Marcello Lippi , Baritono e direttore artistico del Teatro Verdi di Pisa, Questa estate ha scritto per Young un Diaro da Osaka, dove è stato per un mese per preparare a dirigere il trittico pucciniano –Tabarro, Suor Angelica e Gianni Schicchi-. Avendo il privilegio di conoscere il Maestro mi ero azzardato di chiedergli di regalarci alcune note , da pubblicare su Young, e di raccontarci con ciò le sue esperienze e le sue meditazioni in questo viaggio e in questo incontro con l’estremo oriente. Nella sua prima corrispondenza, il Diario N.1 scriveva Lippi “Cari amici di Young, innanzi tutto vi dico, che sono ad Osaka perché ho un contratto con il teatro dell’Opera Kansai Nikikai per la regia del “Trittico” di Puccini –Tabarro, Suor Angelica e Gianni Schicchi- che sarà messa in scena con tutti artisti giapponesi. Debutterà il 25 giugno prossimo. Mi sono occupato anche della scenografia , firmata dalla mia scenografa di fiducia Monica Bernardi e dei costumi. Una Meravigliosa esperienza quella di spiegare giorno per giorno la cultura italiana a 58 artisti giapponesi” . Al Diario n1, era seguito un Diario n2 e un Diario n3, attraverso cui Marcello Lippi ci aveva raccontato come aveva preparato gli artisti di un cultura come quella Giapponese ad entrare nei gesti, nei costumi italiani, per poter interpretare i personaggi del trittico e come da questi artisti avesse ricevuto a sua volta moltissimo.
i suoi Diari, per una serie di impegni, si erano fermati alla vigilia del debutto, ma come ci aveva promesso ecco l’ultima corrispondenza che racconta la conclusione di questa esperienza, e che da questa esperienza coglie l’occasione per delle riflessioni importanti sullo stato dell’arte della musica e della cultura anche rispetto alla vita sociale, e con cui chiudiamo, ringraziando Il maestro Marcello Lippi, il ciclo di questa corrispondenza dal Giappone di uno dei grandi protagonisti contemporanei dell’Opera Lirica. (D.C.)
DIARIO DA OSAKA n° 4
di Marcello Lippi
“Non ti dimenticherai mai di quest’esperienza perché hai donato tanto e tanto hai ricevuto”. Le parole del direttore d’orchestra del Trittico di Puccini sono state profetiche e le lacrime che sul palco non ho saputo trattenere durante gli applausi erano la testimonianza più evidente del compiersi di un miracolo.
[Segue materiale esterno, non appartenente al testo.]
PR #368, opened 2025-06-13
feat(common): B2B-3009 add translation for rejected company checkout error message

bc-amandalan:
Jira: [B2B-3010](https://bigcommercecloud.atlassian.net/browse/B2B-3010)

## What/Why?
We need to ensure it’s added to the translation service, allowing merchants to customize the wording. 

Also need to update the translation service

## Rollout/Rollback
Revert

## Testing
Before:
Screenshot 2025-06-17 at 2 42 52 PM

After:
Updating the value in the template and upload the template on merchant dashboard, the error message can be customised:
Screenshot 2025-06-17 at 2 58 03 PM

https://github.com/user-attachments/assets/2099384a-90f0-4442-b082-c14836e374bf

[B2B-3010]: https://bigcommercecloud.atlassian.net/browse/B2B-3010?atlOrigin=eyJpIjoiNWRkNTljNzYxNjVmNDY3MDlhMDU5Y2ZhYzA5YTRkZjUiLCJwIjoiZ2l0aHViLWNvbS1KU1cifQ


apps/storefront/tests/hooks/useCartToQuote.test.tsx
```diff
@@ -0,0 +1,267 @@
...
+      replace: vi.fn(),
+      reload: vi.fn(),
+      ancestorOrigins: {} as DOMStringList,
+      host: 'localhost',
+      hostname: 'localhost',
+      origin: 'http://localhost',
+      port: '',
+      protocol: 'http:',
+    };
+    (window as unknown as { location: Location }).location = mockLocation;
```
bc-akshatkaushik, line 30: [question]

Is there a better way to mock window location than casting it as `unknown`?

bc-amandalan: Good question. I updated the test with `Object.defineProperty()` https://developer.mozilla.org/en-US/docs/Web/JavaScript/Reference/Global_Objects/Object/defineProperty and now it doesn't require type casting:

PR #380, opened 2025-06-17
feat(catalyst): B2B-2626 adding styles for catalyst notifications

bc-victor:
Jira: [B2B-2626](https://bigcommercecloud.atlassian.net/browse/B2B-2626)

## What/Why?
Adding styles for Catalyst notifications.

## Rollout/Rollback
Revert

## Testing

Screenshot 2025-06-17 at 1 49 31 p m
Screenshot 2025-06-17 at 2 56 25 p m
Screenshot 2025-06-17 at 2 57 03 p m

### DIFF
--- a/apps/storefront/src/components/B3Tip.tsx
+++ b/apps/storefront/src/components/B3Tip.tsx
@@ -2,19 +2,19 @@ import { Alert, AlertTitle, Box, Snackbar } from '@mui/material';
 
 import useMobile from '@/hooks/useMobile';
 import { MsgsProps, TipMessagesProps } from '@/shared/dynamicallyVariable/context/config';
+import { platform } from '@/utils';
 
 interface B3TipProps extends TipMessagesProps {
   handleItemClose: (id: number | string) => void;
   handleAllClose: (id: string | number, reason: string) => void;
 }
 
-function MessageAlert({
-  msg,
-  onClose,
-}: {
+interface AlertProps {
   msg: MsgsProps;
   onClose: (id: string | number) => void;
-}) {
+}
+
+function MessageAlert({ msg, onClose }: AlertProps) {
   const Body = msg.jsx ? msg.jsx : () => <span>{msg.msg}</span>;
 
   return (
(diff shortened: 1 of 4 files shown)


apps/storefront/src/components/B3Tip.tsx
```diff
@@ -42,6 +42,69 @@ function MessageAlert({
   );
 }
 
+const CatalystColors = {
```
leeBigCommerce, line 45: what's the plan with all the Catalyst variants?

If there's going be lots of them, it might be worth us considering a specific folder to hold styled components which have both a standard and Catalyst versions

Dopo un mese di lavoro durissimo per trasmettere il nostro modo di sentire e vivere il teatro, avevo assistito ad uno spettacolo che avrebbe potuto benissimo avere cantanti italiani anziché giapponesi. Solo in piccolissimi atteggiamenti del viso, a volte, avevo visto riemergere il teatro delle maschere giapponese in smorfie, subito frenate dall’artista, comunque ben comprese dal pubblico. L’operazione si è conclusa nel migliore dei modi con una grande “italianizzazione” di questo cast interamente giapponese. Due elementi di questo cast mi hanno seguito in Italia e domani cominceranno le prove del Trittico a Pisa, (un trittico un po’ particolare, senza il Tabarro e con Sancta Susanna di Hindemith) e quindi proseguirà il rapporto di scambio culturale, di reciproco arricchimento, di comunicazione di valori. Viene da pensare come assai raramente si comunichino dei valori nella nostra società, sembra più importante parlare senza dire nulla, per spezzare quel silenzio che fa tanta paura perché ci rivela nella nostra nudità.
La comunicazione è superficiale, non tocca il profondo, è limitata, serva, priva di slancio vitale, morta. Due persone che sono costrette a ricorrere ad un metalinguaggio perché non parlano la lingua l’una dell’altra, comprendono invece come le nostre parole siano a nostro piacimento superflue o porte di mondi meravigliosi per chi le sa usare nel loro valore simbolico ed allusivo, sebbene oggigiorno siano codificate da stupidità ormai sedimentata si racconta dando più importanza al raccontare che al raccontato. Un mondo di istrioni dimentichi cosa può insegnare al diverso?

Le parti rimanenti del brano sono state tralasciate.